I am struck by the irony of the recorded security camera shots, as the Japanese people on the inside of buildings are physically shaking while papers and dust fly and signage, glass and books fall from walls. The looks of confusion and looking upward toward the tumbling debris remind me of those horror movies I used to watch as a kid where Godzilla was stomping around and breathing fire while wreaking havoc over Tokyo. Those movies were fun and campy. Today’s earthquake videos are not.

I am also emotionally paralyzed as I watch the footage of the tsunami being played over and over again from different locations. I am floored as I watch a manned ship being tossed about like a toy in a bathtub, and a wave of debris and mud literally swallowing an entire neighborhood within seconds as entire cities burn to the ground. Viewing these graphic images from a distance on my TV with these heightened camera angles (I assume, some from helicopters) recording this disaster, I cannot help feeling removed and isolated.

Where are the people? I don’t see people in these videos. It’s not like when I watched the burning twin towers on THAT horrendous day back in 2001 when I could SEE hapless individuals hanging out of smoke-filled windows behind the bluest of skies. I watched in fascination, then horror as they waved and pleaded for assistance that was never to come. I watched as each made his or her choice to briefly fly in the freshest of air before twisting to the concrete below. Again, I was helpless.
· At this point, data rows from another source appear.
PR #4150, opened 2024-01-10
refactor(expect): prepare for `noUncheckedIndexedAccess`

syhol:
Handling all noUncheckedIndexedAccess issues for the expect module, tracked in https://github.com/denoland/deno_std/issues/4040

# BUG FIX INCLUDED

Looks like toHaveBeenNthCalledWith failure case was checking with the wrong variable, I'll call out where I've updated it to now check the correct variable.

### DIFF
--- a/expect/_matchers.ts
+++ b/expect/_matchers.ts
@@ -542,7 +542,7 @@ export function toHaveBeenLastCalledWith(
 ): MatchResult {
   const calls = getMockCalls(context.value);
   const hasBeenCalled = calls.length > 0 &&
-    equal(calls[calls.length - 1].args, expected);
+    equal(calls.at(-1)?.args, expected);
 
   if (context.isNot) {
     if (hasBeenCalled) {
@@ -583,7 +583,7 @@ export function toHaveBeenNthCalledWith(
   const calls = getMockCalls(context.value);
   const callIndex = nth - 1;
   const hasBeenCalled = calls.length > callIndex &&
-    equal(calls[callIndex].args, expected);
+    equal(calls[callIndex]?.args, expected);
 
   if (context.isNot) {
     if (hasBeenCalled) {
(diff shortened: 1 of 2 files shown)


expect/_matchers.ts
```diff
@@ -596,7 +596,7 @@ export function toHaveBeenNthCalledWith(
   } else {
     if (!hasBeenCalled) {
       const nthCall = calls[callIndex];
-      if (!nth) {
+      if (!nthCall) {
```
syhol, line 599: This is the bugfix. At the top of this function we check `if (nth < 1) throw Error ...` so this check here was redundant, but reading the error message below (601,602,603) shows that it thinks its checking for "but the n-th call does not exist" so it makes sense to instead check `nthCall` aka `calls[callIndex];`

Read the full function for full context, its only about 30 lines.

iuioiua: Nice. Should the two error throws below use `nthCall` instead of `nth` too?

iuioiua: Also, lines 599-603 aren't covered in tests (see [here](https://app.codecov.io/gh/denoland/deno_std/pull/4150/blob/expect/_matchers.ts#L599)). Would you be able to add one?

syhol: > Nice. Should the two error throws below use nthCall instead of nth too?

If you mean the interpolated string `(n=${nth})` then no, that looks good as it is. If you mean something else then you'll have to link it for me.

> Also, lines 599-603 aren't covered in tests (see here). Would you be able to add one?

My mistake, I've added a new test case following the standard set in https://github.com/denoland/deno_std/issues/3754 and speaking of that standard, expect is missing from the checklist.

I've also added some Given/When/Then comments in that new test, if you don't like them I can remove them, just let me know.

iuioiua: > If you mean the interpolated string `(n=${nth})` then no, that looks good as it is. If you mean something else then you'll have to link it for me.

👍🏾 

> My mistake, I've added a new test case following the standard set in #3754 and speaking of that standard, expect is missing from the checklist.

Cool. Thanks. I've added `expect` to the checklist.

> I've also added some Given/When/Then comments in that new test, if you don't like them I can remove them, just let me know.

All good. I removed them myself.

iuioiua (approved):
LGTM! Thank you.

In Japan today, the death toll continues to rise. Statistics of the dead. So clinical. So uninvolved. So newsworthy. Too overwhelming.

We don’t see the individual fear in the eyes of those on the ground being swept out of the way in a sea of death and destruction, watching as their families and friends are being torn apart by the forces of sticks, trees, cars, homes and mud as they grasp desperately at  hands and legs with no time to say goodbye. We, in the States, are left with our nightmarishly vivid imaginations.

So as I sit HERE, watching the quivering ground of Japan from the air as if I’m God; I can only pray. I know that Japan will survive this disaster. I know that WE will survive this disaster. Humanity always manages to find ways to move forward as individuals, as communities and as a life force.

Until then, may we find ways to cope, ways to support and ways to heal the people of Japan.